Artempo: Where Time Becomes Art was an encyclopedic art exhibition created for the Palazzo Fortuny, Venice in 2007. It examined the relationship between art and time, and the power of display.

The exhibition included variations of cultures and periods, and featured objects ranging from simple "objecte trouve", archaeological materials, applied art, old, classical, and modern art, to contemporary installations.

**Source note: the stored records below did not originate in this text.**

PR #2847, opened 2024-11-22
Fix tutor homepage schedule localization

### LINKED ISSUE #2845: [Tutor Home] The schedule block isn't translated into Ukrainian.
**Description:**
The schedule block on the Tutor homepage is not displaying text in Ukrainian, even though the user's interface language is set to Ukrainian

**Environment:**
OS - Windows 11
Browser - Chrome 131.0.6778.86
Reproducible: always.

**Precondition:**
1.User is logged In as a Tutor on https://s2s-front-stage.azurewebsites.net/

**Steps to reproduce:**
Open the “Home” page.
Scroll to "Your schedule" block.

**Actual Result:**
The schedule block text is not translated into Ukrainian at the Tutor Home page.
image

**Expected Result:**
The schedule block text is translated into Ukrainian at the Tutor Home page.

sandrvvu:
**Problem:** The schedule block on the Tutor homepage is not displaying text in Ukrainian, even though the user's interface language is set to Ukrainian.
image

**Result:**
(UA)
image
(EN)
image


src/components/tutor-schedule/TutorSchedule.tsx
```diff
@@ -33,19 +34,25 @@ const items: ITutorScheduleItem[] = [
...
+        </Typography>
       </Box>
       <Box sx={styles.cardWrapper}>
         {items.map((item) => (
           <TutorScheduleCard item={item} key={item.lastName} />
         ))}
       </Box>
       <Button sx={styles.btn} variant='text'>
-        All scheduled classes
+        {t('tutorHomePage.schedule.AllClasses')}
```
Made1ra: I think it's better to use lower camel case here.
E.g. `allClasses` instead of `AllClasses`.

Made1ra (changes requested):

src/components/tutor-schedule/TutorSchedule.tsx
sandrvvu: oh right, my bad)

Made1ra (approved):

dudchakk (changes requested):
probably the price and date should be translated as well)
in this example it's `80 UAH/hour` and `18:00-19:30 Thu`

Renatavl (approved):

Made1ra (approved):

markgol777 (approved):

dudchakk (approved):

PR #2850, opened 2024-11-22
added save the password disabling

markgol777:
image
If there's nothing entered the button will be disabled


ArtemHolikov (approved):

luiqor (approved):

src/containers/edit-profile/password-security-tab/change-password-modal/ChangePasswordModal.tsx
```diff
@@ -196,6 +194,9 @@ const ChangePasswordModal = () => {
               {t('common.cancel')}
             </AppButton>
             <AppButton
+              disabled={
+                !data.password || !data.confirmPassword || !data.currentPassword
```
ShadowOfTheSpace, line 198: Extract this statement to variable. It will increase readability here

PR #2908, opened 2024-11-29
Added Icon Button Component

### LINKED ISSUE #2701: (SP: 5) Create IconButton component aligned with design system
#### Description:
Implement a reusable `IconButton` component that meets the design system standards. This component will be used throughout the application to maintain consistency in icon button styles, behavior, and accessibility.

[Figma](https://www.figma.com/design/liJZDYhUnDP15Pi9bipDcv/Space2Study-(Students)?node-id=20967-96971&t=l5PI8JRXpNFKQBr0-4)

#### Requirements:
- **Styles:**
  - Follow design system variables for colors, typography, padding, and other styles.
  - Support different variants (eg., primary, secondary).
  - Ensure hover, focus, active, and disabled states are defined according to the design system.
  
- **Props:**
  - `variant`: Defines type (primary, secondary, etc.).
  - `size`: Supports different sizes (xs, sm, md, lg).
  - `loading`: Disables the icon button when true. When loading, the  icon button shouldn't shrink or change its size compared to its default state
  - `disabled`: Disables the icon button when true.

Don't forget to cover component with tests and add to the storybook

amoutens:
Added IconButton according to design system with the props below:
`variant`
`size`
`loading`
`disabled`
`toggleAble`

All Variant Default:
image
Hover:
image
Focused:
image
Disabled:
image
Loading:
image
ToggleAble:
image


src/design-system/components/icon-button/IconButton.tsx
```diff
@@ -0,0 +1,63 @@
+import { CircularProgress, IconButtonProps } from '@mui/material'
+import React, { useState } from 'react'
+import { IconButtonVariant } from '~/types'
+import AddRoundedIcon from '@mui/icons-material/AddRounded'
+import { IconButton as MuiIconButton } from '@mui/material'
+import './IconButton.scss'
+interface S2SIconButtonProps extends Omit<IconButtonProps, 'size'> {
```
ShadowOfTheSpace, line 12: Add empty line between imports and interface declaration

```suggestion

interface S2SIconButtonProps extends Omit<IconButtonProps, 'size'> {
```

src/design-system/components/icon-button/IconButton.tsx
```diff
@@ -0,0 +1,63 @@
...
+  const classNamesContainerIconBG = [
+    's2s-icon-button',
+    `s2s-icon-button--${size}`,
+    `s2s-icon-button--${variant}${isToggled ? '-toggle-able' : ''}`
+  ].join(' ')
+  const classNamesContainerIcon = [
+    's2s-icon',
+    `s2s-icon--${size}`,
+    `s2s-icon--${variant}${isToggled ? '-toggle-able' : ''}`
+  ].join(' ')
```
ShadowOfTheSpace: Use `cn` function here

src/design-system/components/icon-button/IconButton.tsx
```diff
@@ -0,0 +1,63 @@
...
+interface S2SIconButtonProps extends Omit<IconButtonProps, 'size'> {
+  variant?: IconButtonVariant
+  size?: 'xs' | 'sm' | 'md' | 'lg'
+  loading?: boolean
+  disabled?: boolean
+  toggleAble?: boolean
+}
+
+export const IconButton: React.FC<S2SIconButtonProps> = ({
+  variant = IconButtonVariant.Primary,
```
ShadowOfTheSpace, line 23: I am not sure, but I think you should not use enums which are outside of design-system folder, because this basic component will be moved to another repository later.

ShadowOfTheSpace (changes requested):

src/design-system/components/icon-button/IconButton.tsx
amoutens: To be more consistent with existing solutions I think it is better to use common.enums.ts. For better approach I can move  my enum to design-system folder.

src/design-system/components/icon-button/IconButton.tsx
amoutens: Thanks, didn`t notice it!

ShadowOfTheSpace (approved):

SofiiaYevush (approved):

src/design-system/components/icon-button/IconButton.tsx
```diff
@@ -0,0 +1,68 @@
...
+  size = 'md',
+  loading = false,
+  disabled = false,
+  toggleAble = false,
+  ...props
+}) => {
+  const [isToggled, setIsToggled] = useState<boolean>(false)
```
PavloButynets: All basic components must be stateless and all logic must be implemented at the level of the parent component (the value and the function to change this value must be passed through props)

PavloButynets (changes requested):

src/design-system/components/icon-button/IconButton.tsx
amoutens: According to my issue condition, there should not be state values ​​in props and the code will not be as clean because of this solution

markgol777 (approved):

src/design-system/components/icon-button/IconButton.tsx
PavloButynets: Then you can edit the description of the issue, here the component is quite limited because handleClick only changes the behavior of the component itself, but this function can perform more difficult logic (for example, API request, interaction with other components or states, etc.). That is why the component should not have its own state and any other logic,
because now the only thing it can do is simply change the state of isTogled and make the appropriate style changes

PavloButynets (changes requested):

nebby2105 (approved):

PavloButynets (approved):

PR #2912, opened 2024-11-29
Replaced enums from all types to design system folder

### LINKED ISSUE #2911: (SP: 0.5) Replace all enums related to design system components
Need to replace all enums from common.enums.ts related to design system components into separate constants files

amoutens:
Created constants.ts files for all components in design-system, who have enums in common.enum.ts in types folder and replace enums to this constants

### DIFF
--- a/src/design-system/components/input-field/InputField.tsx
+++ b/src/design-system/components/input-field/InputField.tsx
@@ -1,5 +1,5 @@
 import '~scss-components/input-field/InputField.scss'
-import { InputFieldVariantEnum } from '~/types'
+import { InputFieldVariantEnum } from './InputField.constants'
 import SearchIcon from '@mui/icons-material/Search'
 import ClearIcon from '@mui/icons-material/Clear'
 import ErrorOutlineIcon from '@mui/icons-material/ErrorOutline'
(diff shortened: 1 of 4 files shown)


src/design-system/components/input-field/InputField.tsx
```diff
@@ -1,5 +1,5 @@
 import '~scss-components/input-field/InputField.scss'
-import { InputFieldVariantEnum } from '~/types'
+import { InputFieldVariantEnum } from './InputField.constants'
```
ShadowOfTheSpace: Move this import to the bottom of imports. It's an excellent practice when all imports are not chaotically sorted.
Firstly - all imports from external libs, after that - imports from global packages in our project, and last ones - from neighboring files.
Unfortunately, we don't have a linter for that, but I think we should add it in the future.

ShadowOfTheSpace (approved):

Made1ra (approved):

src/design-system/components/input-field/InputField.tsx
amoutens: Fixed!)

ArtemHolikov (approved):

PR #2974, opened 2024-12-12
Made checkbox controlled

### LINKED ISSUE #2970: Make Checkbox component controllable
Currently, the `CheckBox` component is designed as an uncontrolled component, meaning its checked state is managed internally within the component using useState. This makes it impossible to control the checkbox state from outside the component.
**Expected Behavior:** We need to refactor the `CheckBox` component to support both controlled and uncontrolled states. The state should be able to be managed externally through props (e.g., `checked`, `onChange`) and internally as a fallback when the checked prop is not provided.

`Proposed Solution:`

- Add a `checked` prop to the component to allow external control of the checkbox's checked state.
- Add an `onChange` callback prop that will be triggered when the checkbox state changes.
- If the `checked` prop is provided, use it as the source of truth for the checkbox state; otherwise, fall back to using the internal state (with useState).
- Ensure the component still works correctly when used in an uncontrolled manner by managing the state internally when `checked` is not provided.
- Update storybook to reflect these changes

nebby2105:
Refactored the CheckBox component to support both controlled and uncontrolled states. #2970 
The changes allow external state management via props (`checked` and `onChange`) while preserving internal state handling as a fallback when the `checked` prop is not provided.

Here’s a video demonstrating how the controlled CheckBox interacts with external state:

https://github.com/user-attachments/assets/359751f5-0512-4eb9-b9e9-f31b599ef41e

Summary:

- [x] Added a `checked` prop to enable external control of the checkbox state.
- [x] Introduced an `onChange` callback prop to handle state change events.
- [x] Implemented fallback logic to use internal state when the `checked` prop is not passed.
- [x] Preserved support for uncontrolled usage with the `defaultChecked` prop.
- [x] Added a new "Controlled" story to demonstrate the controlled behavior of the CheckBox component.
- [x] Updated component descriptions to reflect support for both controlled and uncontrolled states.

### DIFF
--- a/src/design-system/components/checkbox/CheckBox.tsx
+++ b/src/design-system/components/checkbox/CheckBox.tsx
@@ -1,5 +1,5 @@
 import Checkbox, { CheckboxProps } from '@mui/material/Checkbox'
-import { type ChangeEvent, ReactNode, useCallback, useState } from 'react'
+import { type ChangeEvent, type ReactNode, useCallback, useState } from 'react'
 import Loader from '~/components/loader/Loader'
 import { cn } from '~/utils/cn'
 
@@ -12,12 +12,14 @@ interface CheckBoxProps extends Omit<CheckboxProps, 'size' | 'onChange'> {
   color?: 'primary' | 'secondary' | 'error' | 'success'
   size?: 'sm' | 'md' | 'lg'
   loading?: boolean
-  isChecked?: boolean
+  checked?: boolean
+  defaultChecked?: boolean
   onChange?: (checked: boolean) => void
 }
 
 const CheckBox: React.FC<CheckBoxProps> = ({
-  isChecked: externalIsChecked,
+  checked: externalIsChecked,
+  defaultChecked = false,
   onChange,
   color = 'primary',
   disabled = false,
@@ -28,7 +30,9 @@ const CheckBox: React.FC<CheckBoxProps> = ({
   size = 'md',
   ...props
 }) => {
-  const [internalIsChecked, setInternalIsChecked] = useState<boolean>(false)
+  const [internalIsChecked, setInternalIsChecked] = useState<boolean>(
+    defaultChecked ?? false
+  )
 
   const isCheckboxControllable = externalIsChecked !== undefined
 
--- a/src/design-system/components/checkbox/CheckBox.tsx
+++ b/src/design-system/components/checkbox/CheckBox.tsx
@@ -12,9 +12,16 @@ interface CheckBoxProps extends Omit<CheckboxProps, 'size'> {
   color?: 'primary' | 'secondary' | 'error' | 'success'
   size?: 'sm' | 'md' | 'lg'
   loading?: boolean
+  checked?: boolean
+  onChange?: (
+    event: React.ChangeEvent<HTMLInputElement>,
+    checked: boolean
+  ) => void
 }
 
 const CheckBox: FC<CheckBoxProps> = ({
+  checked,
+  onChange,
   color = 'primary',
   disabled = false,
   label,
@@ -24,10 +31,18 @@ const CheckBox: FC<CheckBoxProps> = ({
   size = 'md',
   ...props
 }) => {
-  const [checked, setChecked] = useState<boolean>(false)
+  const [internalChecked, setInternalChecked] = useState<boolean>(false)
+
+  const isCheckboxControllable = checked !== undefined
 
   const handleChange = (event: React.ChangeEvent<HTMLInputElement>) => {
-    setChecked(event.target.checked)
+    const newChecked = event.target.checked
+
+    if (!isCheckboxControllable) {
+      setInternalChecked(newChecked)
+    }
+
+    onChange?.(event, newChecked)
   }
 
   const loaderSizeMapping: Record<string, number> = {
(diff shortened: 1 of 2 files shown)


src/design-system/components/checkbox/CheckBox.tsx
```diff
@@ -12,9 +12,16 @@ interface CheckBoxProps extends Omit<CheckboxProps, 'size'> {
   color?: 'primary' | 'secondary' | 'error' | 'success'
   size?: 'sm' | 'md' | 'lg'
   loading?: boolean
+  checked?: boolean
+  onChange?: (
+    event: React.ChangeEvent<HTMLInputElement>,
```
ShadowOfTheSpace: We don't need to pass this event to the `onChange` callback

src/design-system/components/checkbox/CheckBox.tsx
```diff
@@ -24,10 +31,18 @@ const CheckBox: FC<CheckBoxProps> = ({
   size = 'md',
   ...props
 }) => {
-  const [checked, setChecked] = useState<boolean>(false)
+  const [internalChecked, setInternalChecked] = useState<boolean>(false)
```
ShadowOfTheSpace: Add `defaultIsChecked` prop and use it here. And also rename state to `internalIsChecked`, please
```suggestion
  const [internalChecked, setInternalChecked] = useState<boolean>(defaultIsChecked ?? false)
```

src/design-system/components/checkbox/CheckBox.tsx
```diff
@@ -12,9 +12,16 @@ interface CheckBoxProps extends Omit<CheckboxProps, 'size'> {
...
   loading?: boolean
+  checked?: boolean
+  onChange?: (
+    event: React.ChangeEvent<HTMLInputElement>,
+    checked: boolean
+  ) => void
 }
 
 const CheckBox: FC<CheckBoxProps> = ({
+  checked,
```
ShadowOfTheSpace: `checked` is a boolean, so rename it to `isChecked`. But also, to be more consistent in naming in this component, you should use rename while destructuring.
So you will have:
```isChecked: externalIsChecked```

File: src/design-system/components/checkbox/CheckBox.tsx [hunk 4]
```diff
@@ -24,10 +31,18 @@ const CheckBox: FC<CheckBoxProps> = ({
...
   ...props
 }) => {
-  const [checked, setChecked] = useState<boolean>(false)
+  const [internalChecked, setInternalChecked] = useState<boolean>(false)
+
+  const isCheckboxControllable = checked !== undefined
 
   const handleChange = (event: React.ChangeEvent<HTMLInputElement>) => {
-    setChecked(event.target.checked)
+    const newChecked = event.target.checked
```
ShadowOfTheSpace: We don't need event in `onChange` callback, so you can use destructurization here or even in function declaration, like `{ target: { checked } } : React.ChangeEvent<HTMLInputElement>)`

src/design-system/components/checkbox/CheckBox.tsx
```diff
@@ -37,6 +52,7 @@ const CheckBox: FC<CheckBoxProps> = ({
   }
 
   const loader = <Loader size={loaderSizeMapping[size]} />
+  const resolvedCheck = isCheckboxControllable ? checked : internalChecked
```
ShadowOfTheSpace:
```suggestion
  const resolvedIsChecked = isCheckboxControllable ? externalIsChecked: internalIsChecked
```

src/design-system/components/checkbox/CheckBox.tsx
```diff
@@ -60,12 +76,12 @@ const CheckBox: FC<CheckBoxProps> = ({
       ) : (
         <Checkbox
           {...props}
-          checked={checked}
+          checked={resolvedCheck}
```
ShadowOfTheSpace:
```suggestion
          checked={resolvedIsChecked}
```

ShadowOfTheSpace (changes requested):

src/design-system/components/checkbox/CheckBox.tsx
```diff
@@ -1,20 +1,24 @@
 import Checkbox, { CheckboxProps } from '@mui/material/Checkbox'
-import { FC, ReactNode, useState } from 'react'
+import { type ChangeEvent, ReactNode, useCallback, useState } from 'react'
```
ShadowOfTheSpace:
```suggestion
import { type ChangeEvent, type ReactNode, useCallback, useState } from 'react'
```

ShadowOfTheSpace (changes requested):

src/design-system/components/checkbox/CheckBox.tsx
```diff
@@ -24,11 +30,22 @@ const CheckBox: FC<CheckBoxProps> = ({
   size = 'md',
   ...props
 }) => {
-  const [checked, setChecked] = useState<boolean>(false)
+  const [internalIsChecked, setInternalIsChecked] = useState<boolean>(
+    defaultChecked ?? false
```
ShadowOfTheSpace: You already assigned default value to the `defaultChecked` prop

ShadowOfTheSpace (approved):

luiqor (approved):

markgol777 (approved):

The exhibition was made by Mattijs Visser and Axel Vervoordt, together with Jean-Hubert Martin. The accompanying book included essays by philosopher Massimo Cacciari, the curator from Magiciens de la terre, Jean-Hubert Martin, the former director of Centre Georges Pompidou, Heinz-Norbert Jocks, as well as Eddi de Wolf and Visser.

== Palazzo Fortuny ==
Artempo was housed in the Venezian-Gothic Palazzo Fortuny, Mariano Fortuny's former home, studio, showroom, and "Think-Tank". Fortuny's own art ranged across many fields, and he was also an eclectic art-collector, as well as an organizer of lectures, concerts, and discussions. Artempo was designed with the spirit of Fortuny in mind, utilizing the Palazzo as a "Laboratory of Ideas".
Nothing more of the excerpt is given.